Show all lines from the material that carry the word "fold".

BEGIN

PR #599, opened 2026-08-24
Crypto modelling stage: a placebo test that can fail, and the test that pins it

stefan-jansen:
The modelling stage of the crypto perpetuals funding case study: `07_gbm` through
`12_model_analysis`, plus the two chapter-15 DML notebooks that share the same
causal code.

## The placebo test could not fail, and neither could the test pinning it

Three defects in the block-permutation refutation, in `case_studies/utils/causal.py`:

**The block was sized by the label horizon alone.** On an 8-hour label over
8-hour bars the horizon, the embargo and the cadence all coincide at one bar, so
the "block" permutation was a full within-symbol shuffle - the exact degradation
`block_permute`'s own docstring names as making a placebo test too easy to pass.
The treatment is `premium_zscore_14d`, a 42-bar rolling statistic, and
`15_causal_estimation/04_dml_crypto_regime` already sweeps 3/21/42 for that same
treatment on that same data, headlining 21 because "a 3-bar (24h) block preserves
only short-range autocorrelation". The resolver was handing the placebo a third
of the block that notebook calls inadequate.

Two scales create the serial dependence the placebo has to preserve - the
overlapping labels span the horizon, the treatment spans its own construction
window - and the block now spans the longer. The window is read from
`features.windows` in `setup.yaml`, which already declares every window once, so
the number is not parsed out of a column name. For crypto this takes the block
from 1 to 42.

**The p-value omitted the plus-one correction**, so a 100-permutation run
published `p = 0.000`, a value no finite number of permutations supports.

**The pass/fail label was emitted at placebo counts that cannot produce it.**
With the correction, the smallest attainable p-value is `1/(n+1)`, so below 20
successful placebos the label read "Fails" whatever the data showed. It now
reports `Below resolution`.

### The test that named the regression and could not fail

`test_the_placebo_block_spans_the_label_horizon` asserted
`block_size == expected_block` across three label buffers. But the resolver
derived `embargo` and `horizon_steps` from the same expression, so reverting the
change it named passed all three parametrizations. Its own docstring conceded the
condition ("passes only while the embargo happens to be derived from the same
buffer") and that condition held unconditionally on the code path.

The replacement varies the horizon and the treatment window independently, and
was mutation-checked: restoring `block_size = horizon_steps` fails the
8h-horizon/21-bar-treatment case. This is the most transferable thing on the
branch - a fixture that agrees with itself proves nothing.

## What the refutation now says

`11` and `12` are re-executed. The causal identity moves from `401a87fb2169` to
`4a7d323f9c80`.

The refutation p-value does not move: `0.009901` before and after. That is worth
stating, because it was read during review as the signature of a placebo
distribution collapsed by the iid shuffle. It is not - with a 42-bar block, no
placebo reaches the observed effect either. `0.009901` is `1/101`, the floor of a
100-permutation test, and `12` now says so instead of reporting the floor as
though it were a measurement.

`12` also reports the estimate against its own standard error: `+0.001032` with a
HAC standard error of `0.0009709`, a ratio of `1.06`. The placebo test asks
whether the procedure manufactures the effect out of permuted treatment; the
standard error asks whether the effect is separable from zero. This estimate
survives the first and fails the second, and the notebook says what that
combination is and is not worth.

`12` also says what the ratio is not. The placebo block spans the treatment's
42-bar window, but the second-stage HAC bandwidth does not: it is the
cube-root-of-decision-times default raised only to cover the label horizon
(`utils/causal.py:467-472`), which is one bar here, and nothing ties it to the
treatment. Which way that moves the standard error is not something the mismatch
settles - a HAC estimate is not monotonic in its bandwidth, since the
autocovariances a longer one admits can carry either sign - so the notebook says
to read the ratio as provisional until the estimate is recomputed across a range
of defensible bandwidths. The realized bandwidth is not printed because it is not
registered - `causal_runs` stores neither `hac_maxlags` nor `n_periods` - and
adding a column to a shared registry is the same out-of-scope change as the
supersession one below, so the notebook states the rule instead of a number it
cannot read back.

## Which case studies this reaches, and which it does not

Nine case studies have a causal stage, but they do not share one entry point,
and the difference decides who the fix reaches.

Three resolve through the registry (`study.causal(...)` -> `resolve_causal_request`):
crypto, `cme_futures`, `fx_pairs`. Those are the only ones that get the new block
sizing. Crypto declares its treatment's window and gets 42 bars. The other two do
not - `carry_pct` matches none of `carry_smoothing`/`carry_zscore`/`carry_momentum`,
and `mom_skip_recent` matches neither `momentum` nor `skip_recent` - so they fall
back to the label horizon and emit a `UserWarning` naming the treatment.
Deliberately a warning rather than a silent default, because a silent fallback
would make them look fixed when they are not.

The remaining six - `etfs`, `us_firm_characteristics`, `sp500_options`,
`nasdaq100_microstructure`, `sp500_equity_option_analytics`, `us_equities_panel` -
call `run_dml_analysis` directly and never enter the resolver. Every one of them
passes `block_size = embargo_periods`, which is the original defect this PR fixes
for crypto, sized off the embargo rather than off anything the treatment does.
They are untouched here and they do not warn, because the warning lives in a
resolver they do not call. Six notebooks still size their placebo block the wrong
way, and this PR does not fix them.

Declaring windows would not be uniform work either. `features.windows` is
suffix-keyed on crypto (`premium_zscore: {14d: 42}`) but holds bare ints
(`skip_recent: 21`) and lists (`momentum: [5, 10, 21, ...]`) on etfs and
sp500_options. The lookup returns None and warns for those shapes rather than
guessing which list element built the treatment - the first version called `.get`
on whatever it found and would have raised `AttributeError` inside the shared
resolver for two case studies that had declared nothing wrong.

## It does something to two of them that has to be dealt with

The change is identity-bearing twice over. `ResolvedSpec.identity` hashes
`computation` in full, and the four new `refutation` keys - `block_size_basis`,
`label_horizon_steps`, `treatment_window_steps`,
`temporal_gap_tolerance_cadences` - live inside it. But the keys are not even the
operative cause: `computation["source_identity"]` is
`{"causal.py": sha256(case_studies/utils/causal.py)}`, so *any* edit to that file
moves every causal identity, and a comment would have done it. The causal hash
therefore moves for every case study routed through `resolve_causal_request`, not
only for the one whose block size actually changed, and there is no version of
this fix that avoids it.

Two have production notebooks publishing the old hashes:
`cme_futures/11_causal_dml.ipynb` shows `05b4cdb8a2f2` and `f78daa857772`, and
`fx_pairs/11_causal_dml.ipynb` shows `6e17a9b4644c`, `e9623aa44d9a` and
`f53540351b6b`. Those no longer reproduce. Only crypto's `11` and `12` were
re-executed here.

Re-running `11` alone does not clear it either: with no supersession on
`causal_runs` (below), a re-run writes a second canonical row for the same label
and the next notebook fails with `resolved to 2 identities`. Crypto hit exactly
this, and the stale row was deleted by hand after backing the registry up - a
workaround, not a fix, and the same manual step would be needed for both of the
others. Doing that across two case studies with their own branches open is
coordination this PR cannot do on its own.

## The notebooks describe the run

- `08`-`10` described a strategy-spec shape the resolver no longer accepts, and
  `08` carried two dead fallbacks in the notebook path.
- `07_gbm` named a fold-preparation path it does not take.
- `08`-`12` are re-produced against the run log, which a reset had left behind.
- `11` puts `block_size` and `block_size_basis` on its spec table rather than
  leaving them in the spec, since the block size is what the refutation rests on.

## The interface proof runs again

`scripts/prove_crypto_interface.py` imported `resolve_model_requests`, since
renamed to `model_requests` with a changed contract, so the proof died on
`ImportError`. It runs again and proves more: 12138 eligible rows, 6222 fills,
3366 trades, 2187 funding events.

`ETF_RELEASE_ROOT` also hardcoded a second checkout at `~/ml4t/public`, which made
the whole proof raise `FileNotFoundError` on any machine without that exact path.
It defaults to this checkout, takes `ML4T_ETF_RELEASE_ROOT`, and skips the
cross-study isolation check with a printed note when the root holds no ETF
predictions rather than failing outright.

Run it as a module - `uv run python -m scripts.prove_crypto_interface <workspace>` -
because `python scripts/...` puts `scripts/` on `sys.path` instead of the repo
root, and `research/workspace.py` imports `scripts.create_experiment`.

## Known gaps, deliberately not fixed here

- **The training loop prints an absolute save path**, which ships the author's
  worktree name inside committed notebook outputs. Fixing it changed the sha256
  of `deep_learning.py`, which `_sequence_source_identity` digests whole, which
  moved every sequence-model training hash and made `12` refuse to run against
  the frozen population. Reverted and confirmed by digest. It belongs with the
  next deliberate refit of 08/09/10, not as a side effect of a cosmetic change.
- **Causal results have no supersession.** `CausalResult.one` requires exactly one
  non-preview identity per label, so a refit that moves the identity registers a
  second and the next notebook fails with "resolved to 2 identities". Populations
  and candidate sets both have supersession; `causal_runs` has no equivalent. Any
  reader who re-runs a causal notebook after a code change hits this. Adding a
  column to a shared registry was out of scope with other branches in flight.

## Verification

`test_causal_adapter.py`, `test_causal_panel_splits.py`,
`test_causal_refutation_pvalue.py`, `test_research_workspace.py`: 64 pass, plus
the 18 in the refutation suite. Parameter-binding checks over the changed
notebooks: 48 pass. `11` and `12` executed in production with provenance stamped.

The backtesting stage (`13`-`17`) is a separate PR stacked on this branch.


christy108:
I've tried unsubscribing but I still get these emails. Please remove me from this list.

PR #604, opened 2026-08-24
Equity-option analytics stages 06-18, and a holdout leak in the shared causal resolver

stefan-jansen:
Stage-06-through-18 review pass for `sp500_equity_option_analytics`, plus the shared-library fixes that pass turned up. Nothing in this branch has been executed in production: `training_runs` holds only `gbm`, `linear` and `tabular_dl` rows from earlier work, and `causal_runs` is empty.

## The one that reaches other case studies

`resolve_causal_request` set the development cutoff as `holdout_start - buffer_delta`, subtracting **calendar** time from a boundary whose labels are counted in **trading sessions**. Every closure inside the buffer window - a weekend, a holiday - left sessions on the analysis side whose labels resolve after the holdout opens.

The cutoff now steps back a counted number of observations, taken from the pre-holdout axis and measured at the panel's own cadence. Two peer sessions measured the exposure on their own panels rather than taking my arithmetic for it, and both corrected it: `cme_futures` leaks 2 and 7 sessions on its 5d/21d labels, `fx_pairs` 1/3/8 sessions (20/60/160 rows), and it is *every* label, not only the long-horizon ones, because both holdouts open on 2024-01-01 and the New Year closure sits where an ordinary week was assumed. Their published causal estimates carry that contamination today; this branch's do not, since none exist yet.

`12_causal_dml` carried the same defect independently: its old cutoff left 7 sessions against a declared 10-session buffer. Now 2020-12-17.

## Buffer and outcome horizon are two quantities

The buffer keeps a fold's training rows clear of its validation labels. The outcome horizon is how long one outcome stays open. Only the second describes the overlap Newey-West corrects for, so a bandwidth derived from the buffer is right by configuration wherever it is right at all - and Newey-West is not monotonic in the bandwidth, so being wrong about it is not an error in a known direction.

`main` derives its horizon from `mds.label_buffer` and records that as `estimand.outcome_horizon`, which is why this branch keeps its own version of that one thing after resolving everything else toward `main`. Here the per-entity seal and the placebo block still take the buffer, which is the conservative side of the two; the bandwidth and the recorded horizon take the declared label horizon through `resolve_label_horizon`. A horizon longer than its buffer is refused, naming `labels.buffer`, `labels.variant_buffers` and `labels.horizons`. Two tests cover it on a fixture where the two actually differ: a 24H buffer over an 8H label on 8-hour bars is three bars against one.

They were conflated in the HAC bandwidth, in `run_dml_analysis`'s contract, and in the notebook. The bandwidth must cover the **label horizon** (the overlap it corrects for); the CV block must cover the **buffer**. Newey-West is not monotonic in bandwidth, so a wrong one is not merely a power cost in a known direction.

`resolve_causal_request` now reads the horizon through `resolve_label_horizon` and raises, naming `labels.buffer` / `labels.variant_buffers` / `labels.horizons`, when a declared horizon exceeds its buffer. The notebook applies the same rule at its own boundary.

## CI coverage that never ran

- `09_dl_lstm` / `10_dl_patchtst` were held out of the matrix by `gpu: true`. Measured: they run on CPU in ~40s under a 5-symbol preview. Both now have real CI entries. The reason recorded for the exclusion (an irreducible 60-observation lookback) was not what was keeping them out.
- Three pre-existing latent-factor defects: an `ipca` `checkpoint_interval` the adapter rejects outright, `11_latent_factors` reading the production registry instead of the preview root, and an aggregator collection order that put the bare aggregator ahead of its lettered siblings in six case studies.

## Verification

- `tests/test_causal_adapter.py`, `test_causal_panel_splits.py`, `test_causal_refutation_pvalue.py`, `test_causal_registry_registration.py`, `test_deep_learning_adapter.py`, plus the merged-in `test_coverage_gate.py` / `test_pm_helpers.py`: 173 passed at the merge commit.
- Previews: `09` and `10` exit 0, `09`'s second run printing `0 trained, 6 read` (the reuse fix, end to end); all five fitting latent-factor siblings exit 0.
- Sequence-family memory measured at 3.7 GB (20 symbols) and 4.6 GB (200), dominated by fixed overhead, extrapolating to ~6.8 GB on the full 630-symbol panel.

## What this PR does not do

No fitting notebook has been re-executed. Three shared files hash themselves into model identities - `causal.py`, `deep_learning.py` and `latent_factors/adapter.py` - and carry pending edits on other branches, so a production run before those land would be paid for twice. The freeze is per re-execution, not per merge: merging this is safe, and previews are carved out by design, since a preview tier cannot create an official population.

`measured` is deliberately unclaimed for `latent_factors`: those decompose the cross-section, so 20-symbol memory does not extrapolate the way the sequence family's does.

---

## Rebased onto main, and what that changed

`main` moved six commits under this branch while it was open. Two of them replace work that was here:

- **#606's per-entity seal replaces this branch's `pre_holdout`.** Mine stepped back over `.select(date_col).unique()` - distinct panel timestamps - while a label advances by the entity's own observations, so an entity absent from some of the final sessions kept rows resolving inside the holdout. `cme_futures` measured six days of difference on a real panel. Tracked as ml4t/agent-workspace#908; the construction is gone from this branch and `main`'s stands unmodified. What survives here is the pair of test updates that fix needs: `test_canonical_causal_uses_the_full_declared_population` and `test_canonical_causal_ignores_a_sample_cap_declared_in_the_preset` were asserting a property of the continuous eight-hour fixture rather than of the seal.
- **#603's "Underpowered" replaces this branch's placebo floor.** Both derive the same threshold of twenty draws from the plus-one correction. Refusing anything below it takes the preview tier's ten-draw runs out entirely; reporting says what those draws can and cannot show. `main`'s is the better shape and this branch's floor and refusals are dropped.

Kept alongside them: `max_symbols` in the causal identity, and `case_dir` forwarded so a run is written where its execution tier says rather than where the process happens to sit.

## One defect this turned up in a neighbour

`case_studies/etfs/12_causal_dml` asked for five placebo draws, below the ten `run_dml_analysis` assembles a refutation from at all. It published none, and the notebook reads `ref.get("empirical_p", 1.0)`, so `p = 1.00` was written to `causal_runs.refutation_p_value` alongside a `refutation_class` of "Fails" - a measurement from a test that never ran.

Every on-screen trace of it is suppressed. The printed refutation line is guarded by `if ref:`, and the placebo histogram and the subtitle carrying the p-value are inside a `len(placebo_arr) > 0` block, so someone watching the notebook run sees no line, no figure and no error while the registry gains a row nothing downstream can distinguish from a hundred-draw refutation that genuinely failed. A value that is never displayed cannot be sanity-checked by whoever ran it, which is why the count is raised here rather than the default improved: twenty-four draws, measured at 18s against a 120s cap, removes the trigger.

The `1.0` default is the actual defect, in three notebooks on `main`, and is filed as ml4t/agent-workspace#914 rather than fixed from this branch. This case study's own notebook raises instead of defaulting.


stefan-jansen:
## Known defect in this branch's cutoff fix - read before merging

The session-counted cutoff this PR introduces is correct about *sessions versus calendar days* and still wrong about *whose* sessions.

`case_studies/utils/causal.py` builds `pre_holdout` as `.select(mds.date_col).unique().sort(...)` and steps back `buffer_steps` over those **distinct panel timestamps**. A label advances by the entity's own observations. So on an unbalanced panel an entity that is absent from some of the final sessions has fewer than `buffer_steps` of *its* observations trimmed, and its last rows still resolve inside the holdout.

END

Solution to this exercise →
- `07_gbm` named a fold-preparation path it does not take.
The buffer keeps a fold's training rows clear of its validation labels. The outcome horizon is how long one outcome stays open. Only the second describes the overlap Newey-West corrects for, so a bandwidth derived from the buffer is right by configuration wherever it is right at all - and Newey-West is not monotonic in the bandwidth, so being wrong about it is not an error in a known direction.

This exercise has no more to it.